The aim of this study is to demonstrate the value of a fully integrated ensemble-based modeling approach for an onshore field in Abu Dhabi. Model uncertainties are included in both static and dynamic domains and valuable insights are achieved in record time of nine-weeks with very promising results.
Workflows are established to honor the recommended static and dynamic modeling processes suited to the complexity of the field. Realistic sedimentological, structural and dynamic reservoir parameter uncertainties are identified and propagated to obtain realistic variability in the reservoir simulator response. These integrated workflows are used to generate an ensemble of equi-probable reservoir models. All realizations in the ensemble are then history-matched simultaneously before carrying out the production predictions using the entire ensemble.
Analysis of the updates made during the history-matching process demonstrates valuable insights to the reservoir such as the presence of enhanced permeability streaks. These represent a challenge in the explicit modeling process due to the complex responses on the well log profiles. However, results analysis of the history matched ensemble shows that the location of high permeability updates generated by the history matching process is consistent with geological observations of enhanced permeability streaks in cores and the sequence stratigraphic framework. Additionally, post processing of available PLT data as a blind test show trends of fluid flow along horizontal wells are well captured, increasing confidence in the geologic consistency of the ensemble of models. This modeling approach provides an ensemble of history- matched reservoir models having an excellent match for both field and individual wells’ observed field production data. Furthermore, with the recommended modeling workflows, the generated models are geologically consistent and honor inherent correlations in the input data.

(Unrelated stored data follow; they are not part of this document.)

PR #5173, opened 2026-04-23
fix(vercel_ai): skip stale `approval-responded` when tool already executed (#5154)

### LINKED ISSUE #5154: iter_tool_approval_responses yields stale approval-responded parts for already-executed tools on continuation rounds
## Initial Checks

## Description

When a tool requiring approval is approved and executed in a single continuation round, the Vercel AI SDK v6 keeps the original `approval-responded` part on the assistant message alongside the new `output-available` part for the same `toolCallId`. On the *next* continuation, `VercelAIAdapter.deferred_tool_results` calls `iter_tool_approval_responses` which yields that stale `approval-responded`. It's then fed to pydantic-ai's approval-resolution logic as if pending, but the matching `DeferredToolRequests` entry no longer exists (the tool already executed) — mismatch.

### Location

`pydantic_ai/ui/vercel_ai/_utils.py:138` — `iter_tool_approval_responses`:

```python
def iter_tool_approval_responses(messages):
    """Only `approval-responded` parts are matched. `output-denied` parts have
    already been materialized into the message history by `load_messages()` and
    must not be re-processed as deferred results."""
    for msg in messages:
        if msg.role == 'assistant':
            for part in msg.parts:
                if isinstance(part, _APPROVAL_RESPONDED_TYPES) and ...:
                    yield part.tool_call_id, part.approval
```

The docstring explicitly carves out `output-denied` (which `load_messages()` materializes as `ToolReturnPart` with `outcome='denied'`). The same reasoning applies to `output-available`: `load_messages()` materializes it into `ToolCallPart` + `ToolReturnPart` (`_adapter.py:403`), so any co-existing `approval-responded` with the same `toolCallId` is also stale and should not be yielded.

### Lifecycle

1. User asks agent to do something that triggers a `requires_approval=True` tool.
2. Agent returns `DeferredToolRequests`. Frontend shows approve/reject.
3. User approves. Frontend adds `approval-responded`. Server executes, streams `output-available`.
4. Client state now has both parts with same `toolCallId` on the same assistant message.
5. User sends a follow-up message. Client posts full history back.
6. `deferred_tool_results` yields the stale approval → mismatch against current round's (empty) deferred set.

### Open question

Is this:

(a) a bug in `iter_tool_approval_responses` — fix by filtering out `approval-responded` whose `toolCallId` has `output-available`/`output-error` on any assistant message, or

(b) a Vercel client contract issue — clients are expected to transition parts in-place rather than append, and our client is out of spec?

Happy to contribute the fix if you confirm (a).

### Current workaround

We strip the stale parts from the raw JSON body before `build_run_input`:

```python
def _strip_stale_approval_responses(body: bytes) -> bytes:
    # Collect toolCallIds with output-available on any assistant message.
    # Drop approval-responded parts whose toolCallId is in that set.
    ...
```

Related: #4830 / #4831 cover a different part of the same area (`dump_messages()` losing pending-approval state on page reload).

## Minimal, Reproducible Example

Verified against `pydantic-ai-slim==1.84.1` (latest on PyPI at time of filing):

```python
from pydantic_ai.ui.vercel_ai._utils import iter_tool_approval_responses
from pydantic_ai.ui.vercel_ai.request_types import (
    UIMessage,
    ToolApprovalRespondedPart,
    ToolApprovalResponded,
    ToolOutputAvailablePart,
)

# Simulates SDK v6 client state after a tool was approved AND executed
# in a prior round: both parts exist on the same assistant message for
# the same toolCallId.
approval_part = ToolApprovalRespondedPart(
    type='tool-my_tool',
    tool_call_id='call_abc',
    approval=ToolApprovalResponded(id='call_abc', approved=True),
)
output_part = ToolOutputAvailablePart(
    type='tool-my_tool',
    tool_call_id='call_abc',
    output='done',
)
msg = UIMessage(id='m1', role='assistant', parts=[approval_part, output_part])

approvals = list(iter_tool_approval_responses([msg]))
print(approvals)
# Expected: []  (tool has already executed, no pending approval)
# Actual:   [('call_abc', ToolApprovalResponded(id='call_abc', approved=True, reason=None))]
# → fed to approval-resolution logic as pending, mismatches current round's DeferredToolRequests.
```

## Logfire Trace

N/A — bug is in pure message-history processing, not agent run.

## Python, Pydantic AI & LLM client version

- Python: 3.13.12
- Pydantic AI: pydantic-ai-slim 1.84.1 (also reproduces on 1.81.0)
- LLM provider SDK: N/A (bug is in `pydantic_ai.ui.vercel_ai`, upstream of the model call)

abhicris:
Closes #5154.

## The bug

`iter_tool_approval_responses` used to yield every `approval-responded` part on any assistant message, including ones whose `tool_call_id` had already been materialized as a terminal output (`output-available`, `output-error`, or `output-denied`) by `load_messages()`. On the *next* continuation, `VercelAIAdapter.deferred_tool_results` fed that stale approval into pydantic-ai's approval-resolution logic as if pending — mismatching the (now empty) `DeferredToolRequests` set for the current round.

Pure server-side repro from #5154 (against `pydantic-ai-slim==1.84.1`):

```python
from pydantic_ai.ui.vercel_ai._utils import iter_tool_approval_responses
from pydantic_ai.ui.vercel_ai.request_types import (
    UIMessage, ToolApprovalRespondedPart, ToolApprovalResponded, ToolOutputAvailablePart,
)

approval = ToolApprovalRespondedPart(
    type='tool-my_tool',
    tool_call_id='call_abc',
    approval=ToolApprovalResponded(id='call_abc', approved=True),
)
output = ToolOutputAvailablePart(type='tool-my_tool', tool_call_id='call_abc', output='done')
msg = UIMessage(id='m1', role='assistant', parts=[approval, output])

list(iter_tool_approval_responses([msg]))
# before: [('call_abc', ToolApprovalResponded(..., approved=True))]  # ghost entry
# after:  []
```

## Fix

In `pydantic_ai_slim/pydantic_ai/ui/vercel_ai/_utils.py`:

1. Walk all assistant messages once to collect the set of `tool_call_id`s that have a terminal output part:
   - `ToolOutputAvailablePart` / `DynamicToolOutputAvailablePart`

Forecast of this ensemble of models enables realistic uncertainties in dynamic responses to be quantified, providing insights for informed reservoir management decisions and risk mitigation.
Analysis of forecasted ensemble dynamic responses help evaluating performance of existing infill targets and delineate new infill targets while understanding the associated risks under both static and dynamic uncertainty. Repeatable workflows allow incorporation of new data in a robust manner and accelerates time from model building to decision making.